Since formaldehyde (a reactive derivative of methane) exists as a dynamic equilibrium of methylene glycol oligomers for the most part in the solution. 

Further, the concentration of the reactive form of formaldehyde depends on the following two factors:

1. Temperature 

2. pH

First Preparation Process

Phenol on reacting with formaldehyde at the ortho and para-sites, namely  - 2, 4, and 6 sites permit up to 3 units of formaldehyde to associate with the ring.

The involvement of involves the formation of a hydroxymethyl phenol is crucial in all the cases of the initial reaction:

\[C_6H_5OH  +  CH_20  \rightarrow HOC_6H_4CH_2OH\]

Phenol         Formaldehyde                 4 - Hydroxybenzyl alcohol

The hydroxymethyl group is capable of reacting with either of the following:

A free ortho or para-site or

With another hydroxymethyl group. 

The first reaction produces a methylene bridge, and the second gives an ether bridge in the following reactions:

1. Methylene Bridge:  \[HOC_6H_4CH_2OH  + C_6H_5OH  \rightarrow (HOC_6H_4)^2CH_2  +  H_2O\]

2. Ether Bridge: \[2 HOC_6H_4CH_2OH \rightarrow (HOC_6H_4)2O + H_2O\]  PF Resin

Here, the diphenol a.k.a \[(HOC_6H_4)2CH_2\] is also known as "dimer". Also, we call it the bisphenol F.

The bisphenol F is a crucial monomer in epoxy resin production.
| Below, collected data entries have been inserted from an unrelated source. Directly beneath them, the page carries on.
PR #310, opened 2026-09-14
fix(servicebus): cancel superseded session expiry tasks

thomhurst:
Cancels session expiration tasks when their owner is replaced by renewal, released, or expired. The existing owner comparison still rejects callbacks that were already queued before cancellation.

Follow-up requested in #308, which is now merged. Also adds Java SDK renewal coverage: `renewMessageLock` must deserialize the expiration timestamp array, extend the deadline, and allow completion after the original deadline.

Validation:
- The session release regression failed before the fix because its scheduled task was never cancelled.
- All 192 focused Service Bus/AMQP Java tests passed.
- All four .NET renewal compatibility tests passed, including session renewal and 1,050 consecutive message renewals.
- The new Java SDK renewal test passed against the real Artemis sidecar.


hectorvent:
Thank you for following up on #308 so quickly, and for bringing the Java SDK renewal test with it, which is the coverage that suite was missing.

The timer handling reads correctly on every path: release and expire cancel through the same compare and remove guard, renew cancels the superseded owner only after the replace succeeds, and a callback that was already queued still fails the owner check, exactly as the description says. Keeping the future on the owner record rather than in a side map is the right shape, since the record is what the map compares.

One note for confidence rather than a change: the unit test drives the real patched class through the jar loader and verifies the cancel on the mocked future, so it exercises the code that ships, not a copy.

No blockers from my side.

hectorvent (approved):

PR #311, opened 2026-09-14
feat(signalr): support Azure SignalR Default mode for ASP.NET Core hubs

thomhurst:
Adds Azure SignalR Default mode for ASP.NET Core hubs. Applications using `AddAzureSignalR` can negotiate clients through the emulator, invoke hub methods, and send messages across application server instances. JSON and MessagePack clients can share a hub.

Implements the Azure MessagePack service protocol over WebSockets: connection lifecycle, keep-alives, connection/user/group/broadcast delivery, acknowledged group membership, and preferred/required server stickiness. Signed client and server tokens are checked for signature, audience, and lifetime. Live connections and memberships are transient; no sidecar is required.

Validation:
- The real SDK regression failed against unchanged main because the service endpoint was missing.
- Full Java suite: 1,233 tests, zero failures, 14 skipped.
- 18 focused protocol, authentication, routing, and routing-table tests passed.
- .NET SDK compatibility passed with Microsoft.Azure.SignalR 1.33.1 and SignalR clients 10.0.11: two application servers, an isolated third application, JSON/MessagePack hub calls, groups, users, broadcasts, preferred stickiness, reconnect, and 35 seconds of idle time to verify keep-alives.

The supported surface and setup are documented in `docs/services/signalr.md`. This PR does not implement SSE/long polling, serverless upstreams, REST management, ARM provisioning, Entra authentication, migration, stateful reconnect, or server-to-client invocations that return results. Unsupported service message types close the server connection explicitly.

Protocol sources:
- https://github.com/Azure/azure-signalr/blob/dev/specs/ServiceProtocol.md
- https://github.com/Azure/azure-signalr/blob/dev/src/Microsoft.Azure.SignalR.Protocols/ServiceProtocol.cs


hectorvent:
Thank you, this is a large new surface and it lands with the right evidence: a real ASP.NET Core host under Microsoft.Azure.SignalR 1.33.1 in the .NET suite, and CI ran that suite against the native image, so the new msgpack dependency is already proven there.

I checked the service protocol against the SDK source where the spec page is thin, and it matches: an empty handshake error string counts as success, OpenConnection is the [six slot form](https://github.com/Azure/azure-signalr/blob/dab640352d551798bd855157f09474a4b0facf5a/src/Microsoft.Azure.SignalR.Protocols/ServiceProtocol.cs#L420) with the hub protocol in extension key 3, and Ack status 1 and 2 are what the SDK reads.

The token check matches too: the audience [drops the port](https://github.com/Azure/azure-signalr/blob/dab640352d551798bd855157f09474a4b0facf5a/src/Microsoft.Azure.SignalR.Common/Endpoints/ServiceEndpoint.cs#L240) and the signature uses the UTF-8 bytes of the key string, not its Base64 decoding.

**(follow-up, separate PR)** The SDK can also sign with HS512 when `AccessTokenAlgorithm` is set, which the verifier rejects today. The default is HS256, so nothing breaks out of the box.

No blockers from my side.

hectorvent (approved):

PR #312, opened 2026-09-14
docs(blob): document snapshot support

snazy:
## Summary

- Document modeled Blob snapshot creation, reads, deletion, and immutable snapshot behavior.
- Clarify snapshot-scoped user delegation SAS support (`sr=bs`).
- Retain Blob versioning and tiering as unsupported.

## Type of change

- [x] Docs / chore

## Azure Compatibility

Documents the supported Blob snapshot behavior and snapshot-scoped user delegation SAS authorization.

## Checklist

- [ ] New or updated integration test added


hectorvent:
Thank you for following up on the snapshot work with the docs. I checked each sentence against the handler and it all matches, including the `SnapshotsPresent` behaviour on both paths.

**(follow-up, separate PR)** Listing snapshots (`include=snapshots` on List Blobs) is not modeled yet. It might be worth one clause in the snapshot bullet so nobody expects them to show up in a listing, but that can come any time.

No blockers from my side.

hectorvent (approved):

Issue #285, opened 2016-05-24
UI should warn user if they are trying to run a filter with credentials already in use 


lwrubel:
Only one filterstream can run at a time with the same set of credentials.

kerchner:
This does not need to prevent multiple REST harvest Collections with the same credentials (vs. filter harvest Collections).   We'd have to determine whether Twitter's API allows simultaneous use of filter and REST API with the same credentials.

kerchner:
Allow credential to show up in the dropdown (selection of credentials), but don't allow the user to turn on collection of the stream.   Present a message stating that you can't turn on the filter because the credential is already in use by another filter (specify which filter, if possible).

Tanych:
The message notification would be like this:
The credential twitter-victor(_credential name linked to the credential_) is using by twitter search: twitter filter 1(_twitter search name linked to the collection details page_),  twitter filter 2,  twitter filter 3. Please stop them first, if you want to do the twitter filter.

So the credential is in use only by twitter filter, how about the credential is using by twitter search or twitter sample? Do I also need to forbid turning on if someone adds a twitter filter?

PR #312, opened 2016-06-09
Adding warning for twitter filter and sample

Tanych:
only allowed one collection of twitter filter and twitter sample to share the same credentials.
Filter one  --> on
Filter two --> can't turn on

Sample one  --> on
Sample two --> can't turn on

Refs: https://github.com/gwu-libraries/sfm-ui/issues/285

### DIFF
--- a/sfm/ui/views.py
+++ b/sfm/ui/views.py
@@ -75,7 +75,6 @@ class CollectionSetCreateView(LoginRequiredMixin, SuccessMessageMixin, CreateVie
         kwargs['request'] = self.request
         return kwargs
 
-
     def get_success_url(self):
         return reverse('collection_set_detail', args=(self.object.pk,))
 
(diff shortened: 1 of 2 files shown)


sfm/ui/views.py
```diff
@@ -142,6 +142,18 @@ def get_context_data(self, **kwargs):
             seed_warning_message = "At least 1 active seed must be added before harvesting can be turned on."
         context["seed_error_message"] = seed_error_message
         context["seed_warning_message"] = seed_warning_message
+
+        # Adding credential active message
+        context["credential_used_col_list"] = None
+        credential_warning_message = None
+        if self.object.harvest_type in [Collection.TWITTER_FILTER, Collection.TWITTER_SAMPLE]:
+            context["credential_used_col_list"] = Collection.objects.filter(credential=self.object.credential.pk,
```
justinlittman: This list might have 0 or 1 entries, correct?  If so, then don't pass a list, pass None or the single entry.  This will remove the need for the list iteration in the template.

Tanych:
@justinlittman  At first, I supposed to take twitter searches into consideration. There might be lots of possibilities. Right now, it's just the 0 or 1 issue.

justinlittman:
For the purposes of less complex code, please assume will be 0 or 1.

Tanych:
@justinlittman  I will fix it.

Issue #202, opened 2016-04-19
Update rabbitmq hash in docker-compose files to match sfm-docker prod.docker-compose.yml


kerchner:
In 0.5.0, the rabbitmq image hash in sfm-docker/prod.docker-compose.yml was updated to a more recent image.   However, we should also update the same in example.docker-compose.yml files across the various repos to match.

Tanych:
@kerchner If we update the `example.docker-compose.yml`, we also need to update `sfm-*-havester`.

kerchner:
Merged via multiple PRs above.

PR #363, opened 2016-07-07
keep match the rabbit image hash

Tanych:
Update the rabbit image hash
refs https://github.com/gwu-libraries/sfm-ui/issues/202


justinlittman:
@Tanych For trivial fixes like this, no need for pull request.  You can commit directly.

Issue #358, opened 2016-07-05
Tumblr Harvester / Exporter / etc.


kerchner:

justinlittman:
Notes on code review:
1.  The tumblr harvester can be made even simpler by getting rid of Oauth altogether.  If my reading to the tumblr api is correct, then we just append the consumer key as a parameter.  For example: https://api.tumblr.com/v2/blog/justinlittman.tumblr.com/posts?api_key=Fki0Q9w9QcW95yy66RtFCni14QpM0pjuHbDWMrZ9aPXcsthVQq
2. Number of retries, delays, etc. in tumblrarc should be configurable rather than hardcoded.
3. I'd suggest removing the dependency on twarc.
4. Please document the parameters for [blog_posts()](https://github.com/gwu-libraries/sfm-tumblr-harvester/blob/master/tumblrarc.py#L101).
5. According to the API documentation, the maximum number of posts that can be retrieved at a time is 20, not 50.
6. Unclear why you're breaking [here](https://github.com/gwu-libraries/sfm-tumblr-harvester/blob/master/tumblrarc.py#L145) if not incremental.
7.  Not sure position is a reliable way to store the state for incremental harvests.  What is a post is deleted in between harvests?  It will throw off the incremental retrieval.
8.  If [post](https://github.com/gwu-libraries/sfm-tumblr-harvester/blob/master/tumblrarc.py#L170) isn't used, then get rid of it.
9. tumblrarch needs unit tests (suggest vcrpy), especially for incremental harvests.
10.  It seems like there are 2 ways of exiting the loop.  1. Hit the end of the while and 2. Return 0 posts.  If logic is correct, should only need one or the other, not both.

justinlittman:
On TumblrHarvester:
1.  Instead of calling it user_posts, call it blog_posts (since the unit of harvest selection is a blog, not a user).
2. At https://github.com/gwu-libraries/sfm-tumblr-harvester/blob/master/tumblr_harvester.py#L43, "harvesting blog", not "harvesting user".
3.  Are you sure you want to add max_last_post and last_post at https://github.com/gwu-libraries/sfm-tumblr-harvester/blob/master/tumblr_harvester.py#L59?  I'm not following the logic.
4.  Other types of posts (e.g., link posts) can have photos, not just photo posts.
5.  What about media in audio and video posts?

justinlittman:
On TumblrWarcIter:
[...]

PR #373, opened 2016-07-14
Refs #358 supporting tumblr harvester

Tanych:
The PR for issue https://github.com/gwu-libraries/sfm-ui/issues/358 includes following:
* Adding `tumblr_user_posts ` harvester type in collection.
* Harvesting tumblr user posts with given token `blogname`.
* Supporting connect `tumblr` social account to add tumblr `credentials`.


sfm/ui/auth.py
```diff
@@ -6,7 +6,7 @@
 from django.core.urlresolvers import reverse
 from django.contrib import messages
 
-from .forms import CredentialTwitterForm,CredentialWeiboForm
+from .forms import CredentialTwitterForm,CredentialWeiboForm,CredentialTumblrForm
```
justinlittman: Add spaces after commas.

Tanych:
@justinlittman if we use `UID` as the blog_names, we need to add the deduplicate both for `token` and `UID` when people use single `Add Seed` form. While `Bulk add seeds` has already added deduplicate. For the harvester of `tumblr_blog_post`, the `Bulk add seeds`  will directly add seeds to `uid` instead of `token`.

Issue #378, opened 2016-07-18
Clarify weibo instructions


justinlittman:
From Nich Worby:

```
We’ve tried one crawl of Weibo and goofed up a little. None of us were regular Weibo users
so we weren’t 100% what a crawl of our timeline would yield. We weren’t following anyone at 
the time of the crawl and, as a result, got an empty crawl back. Section 4 of the Weibo 
instructions could benefit from having a few sentences letting us know what a timeline crawl 
will yield and how to set one up so that you get useable results. 
```

kerchner:
For now, update blog post in place.

PR #383, opened 2016-07-21
Refs #378 add public weibo timeline description

Tanych:
Ref #378 , to make the demo description more clear.


justinlittman:
Looks like you have some extra commits in this PR.

Tanych:
@justinlittman , this PR includes fixing the Travis buildings and an external link that it's invalid, both are tiny change. I didn't separate them.

justinlittman:
So what I think Nich was asking for is a description of friends timeline.  That is, it would be helpful to add another section describing what harvest we do with the weibo harvester (i.e., a friends timeline) and how it works.  (For example, that you have to follow the people whose weibos you want collect.)

Ideally, we should have a section in the user docs for this, but in the meantime a small addition to the blog post will suffice for explaining it for weibo.

justinlittman:
Also, I've reviewed everything that is committed to this branch so far and it is good to go.

Tanych:
Ok, I would add the section including the `friend timeline`.

PR #395, opened 2016-08-07
Improved clarity of title and labeled X axis - fixes #354. Also cente…

### LINKED ISSUE #354: Reconsider home page viz - dates of tweets
I found it confusing that tweet histograms are by date collected rather than date created.  Let's consider either plotting by date created, changing the plot label to something like "Tweets collected in {time period}".  If the main objective is to show collecting activity level, then perhaps the latter would make sense.

kerchner:
…red buttons and fixed capitalization of viz title upon update

### DIFF
--- a/sfm/ui/templates/ui/home.html
+++ b/sfm/ui/templates/ui/home.html
@@ -51,18 +51,16 @@
             </div>
             <div class="panel-body">
                 {% for item in collection_set.stats_items %}
-                    <div class="col-md-4">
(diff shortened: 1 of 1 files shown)


lwrubel:
@kerchner if you wanted to avoid adding a div just for centering the buttons, you could add text-center to the class for the col-md-4 div. Aside from that, looks good.

kerchner:
@lwrubel Aha, I had tried adding that to the innermost div, but that didn't work; your suggestion to add it to the col-md-4 div does work.

PR #403, opened 2016-08-11
fixes #350. Edits to change log help text

### LINKED ISSUE #350: Change log help text/in-app help
Consider example text or prompts for Change Log field, especially for what might be appropriate using the Create form vs Update.

lwrubel:


lwrubel:
Approach based on this: https://coderwall.com/p/-2er7a/make-your-modelforms-aware-of-whether-they-re-part-of-a-createview-or-an-updateview but open to other ideas.

kerchner:
@lwrubel is this ready for review?

lwrubel:
@kerchner, ready for review, looks like I forgot to assign someone.

kerchner:
@lwrubel It looks like your intention is that for new model objects, the Change Note message would be "Further information about this addition" versus the current message.  While the "add new" message is displayed for new collection sets, the "modify existing" message is still showing when I add a new seed, bulk-add a new seed list, add a new collection, or add a new credential.

This is likely because when adding a new collection set, there's no pk until after it's saved, whereas it appears that the other model object types are each given a provisional pk (not sure how to explain this for the add new credential screen).

lwrubel:
@kerchner, looks like I just hadn't applied this to the other CreateViews, thanks for noticing that. Ready for review again.

kerchner:
@lwrubel Bulk Add Seeds still shows the update message rather than the create message.

lwrubel:
@kerchner thanks for catching that. Fixed and ready for review.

Further, Bisphenol-F links generate tri- and tetra-and higher phenolic oligomers.

Phenol Formaldehyde Resin Applications

Phenol formaldehyde Resin has several uses in industry.  Besides this, it possesses the following applications:

1. In-Circuit Board Preparation

Phenolic resins are primarily used for making circuit boards like PCB.

Further, we find the applications of phenolic resins in Electrical equipment.  

2. Day-to-Day Applications

Also, it is needed in the following areas:

• Caps

• Handles

• Buttons

• Radio cabinets

• Furniture

• Knobs

• Vacuum cleaner

• Cameras

• Ashtrays

• Engine ignition equipment

We also find its use in Laminated Materials like Laminated sheets, rods, and tubes, made in great variety from fabric, paper, wood veneers, etc impregnated with phenolic resins providing a variety of materials of widely differing properties.

Industrial Applications of Phenol Formaldehyde Resin

In industrial practice, the two basic methods are used for transforming the polymer into useful resins:

1. First Method

An excess of formaldehyde is made to react with phenol in the presence of a base catalyst in water solution to produce a low-molecular-weight prepolymer called a resole.

Here, the resole frequently found in liquid form or solution, is cured to a solid thermosetting network polymer.

For instance, compressing it between layers of wood veneer, and therefore, heating this assembly under pressure to form plywood.

2. Second Method

This method involves the reaction of formaldehyde with an excess of phenol, in the presence of an acid catalyst.

The second process produces a solid prepolymer known as novolac (or novolak).

Here, novolak resembles the final polymer; however, it has a much lower molecular weight and is still thermoplastic. It means that we can soften it by reheating without undergoing chemical decomposition.

The curing process can be accomplished by grinding the novolac to a powder, therefore, mixing it with fillers such as wood flour, minerals, or glass fibres. Further, heating the mixture in a pressurized mold.

To obtain a thermosetting resin, novolacs need additional formaldehyde or, more commonly, compounds that decompose into formaldehyde upon heating.